According to the definition of the input vector

x

, it is easy to provide a graphical representation of how the approach works. Figure 7 provides an illustrative example for a specific day (i.e, the 354th in the dataset) and a specific hour of the day (i.e.,

t = 7

), in which

s_{t}

is observed and unchangeable and, therefore, a one-dimensional representation can be easily obtained. The top of the figure shows the GP modelling the cost associated to any possible action: the solid blue line is the GP’s predictive mean,

μ_{P} (x)

, while the dashed line represents the lower confidence bound (i.e., the objective function), that is

μ_{P} (x) - β_{P} σ_{P} (x)

. The shaded area represents the confidence interval; it is clear that the value of

β_{P}

does not affect the minimizer. The bottom of the figure depicts the GP devoted to predicting

s_{t + Δ_{t}}

, depending on the possible actions (while

s_{t}

is always observed and kept fixed). The solid curve is the GP’s predictive mean,

μ_{D} (x)

, and the dashed lines are the lower and the upper confidence bound, respectively,

μ_{D} (x) - β_{D} σ_{D} (x)

and

μ_{D} (x) + β_{D} σ_{D} (x)

. It is clear that the higher

β_{D}

is, the smaller the estimated feasible (i.e., safety) region, directly affecting the location of the constrained minimizer.

4. Results

In this section, the results obtained on the two case studies are reported, separately. The approach are evaluated in terms of efficiency improvement (i.e., cost reduction) and safety guarantees of the explored policies against the safe-by-design ones.

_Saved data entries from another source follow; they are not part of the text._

PR #10268, opened 2022-11-08
chore(tests): warn on ts-jest diagnostics error outside of CI test runs

alessbell:
`ts-jest` should warn on diagnostic failures (e.g. linting, type checking) when running tests outside of a CI environment instead of failing the test suite. For example, commenting out tests should not cause the entire test suite to fail because imports are now unused.

With this change, when running outside of the `test:ci` command, `ts-jest` will show a warning while all tests will still pass:

CleanShot 2022-11-08 at 13 48 02

The same test run with `test:ci`:
CleanShot 2022-11-08 at 13 50 41

## Jest Cache Silencing Warnings
For some reason, jest's caching causes the warnings to be swallowed on N+1 test runs after the cache is cleared with `npx jest --clearCache` or `--no-cache` flag, and I haven't found any info about this in `jest`/`ts-jest` issues. Definitely not ideal and I have some ideas about improved linting/type checking approaches here, but for now I think this PR is still a net productivity gain. I wanted to call this out, however.


config/jest.config.js
```diff
@@ -10,6 +10,16 @@ const defaults = {
     escapeString: true,
     printBasicPrototype: true
   },
+  transform: {
+    '^.+\\.tsx?$': [
+      'ts-jest',
+      {
+        diagnostics: {
+          warnOnly: process.env.TEST_ENV === 'ci' ? false : true
```
jerelmiller, line 18:
```suggestion
          warnOnly: process.env.TEST_ENV !== 'ci'
```

[nit] No need for the ternary since the `===`/`!==` returns a boolean.

jerelmiller (approved):
🙌 🙌 🙌 🙌 

I've needed this so many times. Really good find! Thanks for doing this.

config/jest.config.js
alessbell: Good call! Updated

Issue #10207, opened 2022-10-19
Apollo Client not sending second request for simultaneous requests even if cache is disabled


KTraczyk:
Hello,
We have 2 node.js applications. One is hosting Apollo Server and the second uses Apollo Client to communicate with the server.
On the client side, we have a disabled cache - so every time we want data fetched from the server. It has set fetchPolicy: "no-cache".

Depending on the request context (i.e. values from headers) we want different results. But I noticed that if I send two requests with different contexts simultaneously I receive the same results. 

After adding some logs I noticed that in this case Server was receiving only one request, and for the second one value was taken from the cache, but it should be disabled.

If I wait between sending requests everything works fine and I get different results.

**Intended outcome:**

We should send both of the requests to the server and receive a response from it. The cache should not be used.

**Actual outcome:**

Only one request is sent to the server, the client takes value second value from the cache.

**How to reproduce the issue:**

I create a repository which contains the client and the server. It can be found here https://github.com/KTraczyk/apollo-client-server-problem
When you run the test script you will see in the logs that the Apollo server received only one request and the client take value for the second one from the cache (so it returns the same data twice).
Detailed instructions on how to reproduce can be found in the README.me file

**Versions**

  System:
    OS: macOS 12.6
  Binaries:
    Node: 14.19.3 - ~/.nvm/versions/node/v14.19.3/bin/node
    npm: 6.14.13 - ~/.nvm/versions/node/v14.19.3/bin/npm
  Browsers:
    Chrome: 106.0.5249.119
    Safari: 16.0

dylanwulf:
Try setting `queryDeduplication: false` in your ApolloClient constructor options
https://www.apollographql.com/docs/react/api/core/ApolloClient#querydeduplication

KTraczyk:
Thanks, @dylanwulf, setting `queryDeduplication: false` solves it.

But I think there is still a bug on the Apollo Client side. The context is different for those requests so they should not be treated as duplicates, it should work with the default `queryDeduplication: true`.

vaimo-wilko:
I just ran into this issue too. I have confirmed that in our case `fetchPolicy` was `no-cache`, and it feels wrong to me that this fetchPolicy doesnt guarantee a network request to happen - but maybe only because I assume that queryDeduplication uses the cache to do its magic. If it doesnt, and deduplication is not connected to any caching mechanism, then maybe it's fine as is (even if still surprising).

[...]

PR #10273, opened 2022-11-09
Consider headers in query deduplication

MrDoomBringer:
Fixes https://github.com/apollographql/apollo-client/issues/10207 (Tested locally with the example repo provided)

Currently our query deduplication logic only takes the query document and variables into account. One solution to this problem is to just bail out of query deduplication when we see the presence of query-specific context headers period, but as we've seen it can at times be valuable for someone uses the same query in many different documents with different headers, so with performance in mind we should try to consider supporting this. 

So right now in code and query manager, we make a string key from variables (a map from querydocument -> variables -> observable that can be shared), this PR adds context.variables into that string key. I believe headers are always JSON serializable, so I'm including them in the cache key.

One lingering question is that of security concerns, people often send authorization tokens through headers, so I want to make sure those aren't being stored in the client for too long - one solution could be sha256()'ing the context headers before creating the string key.

### Checklist:

### DIFF
--- a/src/core/QueryManager.ts
+++ b/src/core/QueryManager.ts
@@ -981,8 +981,9 @@ export class QueryManager<TStore> {
         const byVariables = inFlightLinkObservables.get(serverQuery) || new Map();
         inFlightLinkObservables.set(serverQuery, byVariables);
 
-        const varJson = canonicalStringify(variables);
+        const varJson = canonicalStringify({...variables, ...context.headers});
         observable = byVariables.get(varJson);
+        console.warn(varJson)
 
         if (!observable) {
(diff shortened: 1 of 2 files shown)


alessbell (commented):
Agree that we should be hashing any headers stored in the client.

Re: hash generation, we should consider [this comment in `persisted-queries/index.ts`](https://github.com/apollographql/apollo-client/blob/main/src/link/persisted-queries/index.ts#L108:L114) since we'd probably also want to avoid adding a hash function as a dependency.

perryrh0dan:
Hey, is there any update on this? I am looking for exactly this feature? :)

The validation schema is inspired by the well-known leave-one-out validation procedure largely adopted in ML. One day is left apart as a test, while all the others are used to train the GP models and to consequently apply our approach on the test day.

The energy costs obtained are compared with the historical data related to the safe-by-design policy. Moreover, the possible safety violations of the approach are also reported.

It is important to remark that safety has two different meanings in the two case studies: it is just related to discomfort for the household in the house heating system case study, while it refers to service interruption and/or system disruption in the water tank control case study.

4.1. Results on the House Heating System Case Study

As expected, operating the proposed approach leads to a reduction in the energy-related costs when compared with the safe-by-design policy. The overall cost saving is approximately 2.5%. Figure 8 shows the box plot of the daily costs incurred by operating the two different policies, highlighting an overall shift towards lower costs over all the 60 days when the proposed approach is operated.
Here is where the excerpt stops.